■ SUPPLIED DATA:
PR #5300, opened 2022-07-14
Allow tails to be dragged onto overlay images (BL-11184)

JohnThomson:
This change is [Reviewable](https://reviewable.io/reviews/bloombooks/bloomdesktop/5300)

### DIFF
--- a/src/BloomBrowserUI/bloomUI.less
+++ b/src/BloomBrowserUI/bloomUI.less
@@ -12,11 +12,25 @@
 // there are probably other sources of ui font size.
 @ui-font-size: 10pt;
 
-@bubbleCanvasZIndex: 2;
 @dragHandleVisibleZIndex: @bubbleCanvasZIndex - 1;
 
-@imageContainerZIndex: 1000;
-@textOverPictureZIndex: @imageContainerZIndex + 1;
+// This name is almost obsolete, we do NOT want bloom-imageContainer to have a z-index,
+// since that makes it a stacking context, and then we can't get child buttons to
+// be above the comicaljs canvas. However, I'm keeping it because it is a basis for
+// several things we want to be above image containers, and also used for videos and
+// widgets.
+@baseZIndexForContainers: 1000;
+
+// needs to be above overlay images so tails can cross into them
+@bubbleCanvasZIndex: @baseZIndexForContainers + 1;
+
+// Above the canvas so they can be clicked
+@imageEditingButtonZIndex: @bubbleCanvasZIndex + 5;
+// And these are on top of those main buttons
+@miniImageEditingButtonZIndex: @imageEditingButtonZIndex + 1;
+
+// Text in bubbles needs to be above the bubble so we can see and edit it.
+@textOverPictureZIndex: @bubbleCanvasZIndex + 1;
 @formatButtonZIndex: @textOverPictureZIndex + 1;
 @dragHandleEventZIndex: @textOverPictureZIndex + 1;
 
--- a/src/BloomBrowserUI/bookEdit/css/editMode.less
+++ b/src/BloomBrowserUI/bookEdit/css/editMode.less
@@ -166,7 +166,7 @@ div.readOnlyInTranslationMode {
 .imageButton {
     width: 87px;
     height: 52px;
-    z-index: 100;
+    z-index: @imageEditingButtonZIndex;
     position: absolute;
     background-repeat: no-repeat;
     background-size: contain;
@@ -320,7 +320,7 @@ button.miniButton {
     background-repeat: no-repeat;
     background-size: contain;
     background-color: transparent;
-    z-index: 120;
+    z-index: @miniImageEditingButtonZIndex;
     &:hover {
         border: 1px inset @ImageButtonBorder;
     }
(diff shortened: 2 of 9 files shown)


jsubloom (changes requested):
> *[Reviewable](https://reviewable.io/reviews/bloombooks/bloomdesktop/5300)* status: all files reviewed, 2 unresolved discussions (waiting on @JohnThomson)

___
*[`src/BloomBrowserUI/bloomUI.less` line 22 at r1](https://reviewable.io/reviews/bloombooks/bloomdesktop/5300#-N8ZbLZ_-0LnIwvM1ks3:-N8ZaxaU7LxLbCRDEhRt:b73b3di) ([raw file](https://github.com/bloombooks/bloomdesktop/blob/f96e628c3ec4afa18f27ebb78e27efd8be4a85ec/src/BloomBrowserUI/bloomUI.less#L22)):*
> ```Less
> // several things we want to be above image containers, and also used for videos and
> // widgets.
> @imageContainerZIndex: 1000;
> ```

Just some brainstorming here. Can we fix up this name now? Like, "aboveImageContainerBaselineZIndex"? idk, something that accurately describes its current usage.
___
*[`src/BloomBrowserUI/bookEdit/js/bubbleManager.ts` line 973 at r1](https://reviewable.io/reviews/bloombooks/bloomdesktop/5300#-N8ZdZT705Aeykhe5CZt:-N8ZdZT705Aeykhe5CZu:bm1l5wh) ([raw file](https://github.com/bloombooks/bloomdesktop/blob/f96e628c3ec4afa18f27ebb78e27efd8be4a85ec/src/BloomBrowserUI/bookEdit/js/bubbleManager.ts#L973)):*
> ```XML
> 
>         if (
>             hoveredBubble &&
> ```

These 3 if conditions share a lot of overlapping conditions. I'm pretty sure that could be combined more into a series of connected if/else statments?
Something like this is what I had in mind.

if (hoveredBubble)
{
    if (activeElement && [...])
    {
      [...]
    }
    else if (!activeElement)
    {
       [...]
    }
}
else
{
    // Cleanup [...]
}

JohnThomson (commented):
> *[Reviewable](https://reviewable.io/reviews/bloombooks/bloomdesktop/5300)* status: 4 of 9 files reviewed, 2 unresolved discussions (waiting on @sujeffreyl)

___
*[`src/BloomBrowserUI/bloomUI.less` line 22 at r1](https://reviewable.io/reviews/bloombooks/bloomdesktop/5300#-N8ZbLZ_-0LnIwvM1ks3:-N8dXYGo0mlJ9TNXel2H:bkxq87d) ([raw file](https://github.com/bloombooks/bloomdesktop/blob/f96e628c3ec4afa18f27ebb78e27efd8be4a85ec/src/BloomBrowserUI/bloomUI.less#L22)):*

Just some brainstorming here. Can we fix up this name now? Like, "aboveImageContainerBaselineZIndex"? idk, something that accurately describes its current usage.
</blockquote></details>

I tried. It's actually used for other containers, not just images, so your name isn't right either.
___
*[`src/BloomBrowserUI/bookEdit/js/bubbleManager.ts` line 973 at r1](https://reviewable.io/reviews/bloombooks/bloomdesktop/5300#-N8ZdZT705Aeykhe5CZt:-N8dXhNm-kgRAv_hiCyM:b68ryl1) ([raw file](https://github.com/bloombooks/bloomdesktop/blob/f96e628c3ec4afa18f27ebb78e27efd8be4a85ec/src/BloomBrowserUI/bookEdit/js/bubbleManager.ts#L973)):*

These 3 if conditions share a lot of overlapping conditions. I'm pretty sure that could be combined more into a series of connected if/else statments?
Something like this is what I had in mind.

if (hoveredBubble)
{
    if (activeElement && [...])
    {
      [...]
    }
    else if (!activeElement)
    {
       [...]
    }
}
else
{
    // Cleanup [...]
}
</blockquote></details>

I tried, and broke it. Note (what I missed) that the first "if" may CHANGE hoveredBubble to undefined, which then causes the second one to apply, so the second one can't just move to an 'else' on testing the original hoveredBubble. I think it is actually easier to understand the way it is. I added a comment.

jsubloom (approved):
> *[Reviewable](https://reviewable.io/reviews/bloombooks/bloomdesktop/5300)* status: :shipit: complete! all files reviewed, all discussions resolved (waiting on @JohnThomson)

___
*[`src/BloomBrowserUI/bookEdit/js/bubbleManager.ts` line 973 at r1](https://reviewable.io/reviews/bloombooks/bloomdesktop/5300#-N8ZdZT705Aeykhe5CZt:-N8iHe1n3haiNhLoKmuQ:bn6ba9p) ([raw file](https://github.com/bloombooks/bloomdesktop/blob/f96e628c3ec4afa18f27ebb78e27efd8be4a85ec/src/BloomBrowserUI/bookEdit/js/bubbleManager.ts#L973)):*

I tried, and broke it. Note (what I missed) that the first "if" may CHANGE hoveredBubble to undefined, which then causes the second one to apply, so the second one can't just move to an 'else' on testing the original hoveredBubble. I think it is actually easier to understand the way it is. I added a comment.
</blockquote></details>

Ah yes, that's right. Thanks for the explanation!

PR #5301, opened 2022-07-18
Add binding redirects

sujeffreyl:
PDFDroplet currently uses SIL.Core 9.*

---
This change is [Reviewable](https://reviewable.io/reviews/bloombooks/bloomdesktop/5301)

■ YOUR ASSIGNMENT: Extract exactly the leading lines of the data, stopping at and including the line with "-@imageContainerZIndex: 1000;".

■ TASK OUTPUT:
PR #5300, opened 2022-07-14
Allow tails to be dragged onto overlay images (BL-11184)

JohnThomson:
This change is [Reviewable](https://reviewable.io/reviews/bloombooks/bloomdesktop/5300)

### DIFF
--- a/src/BloomBrowserUI/bloomUI.less
+++ b/src/BloomBrowserUI/bloomUI.less
@@ -12,11 +12,25 @@
 // there are probably other sources of ui font size.
 @ui-font-size: 10pt;
 
-@bubbleCanvasZIndex: 2;
 @dragHandleVisibleZIndex: @bubbleCanvasZIndex - 1;
 
-@imageContainerZIndex: 1000;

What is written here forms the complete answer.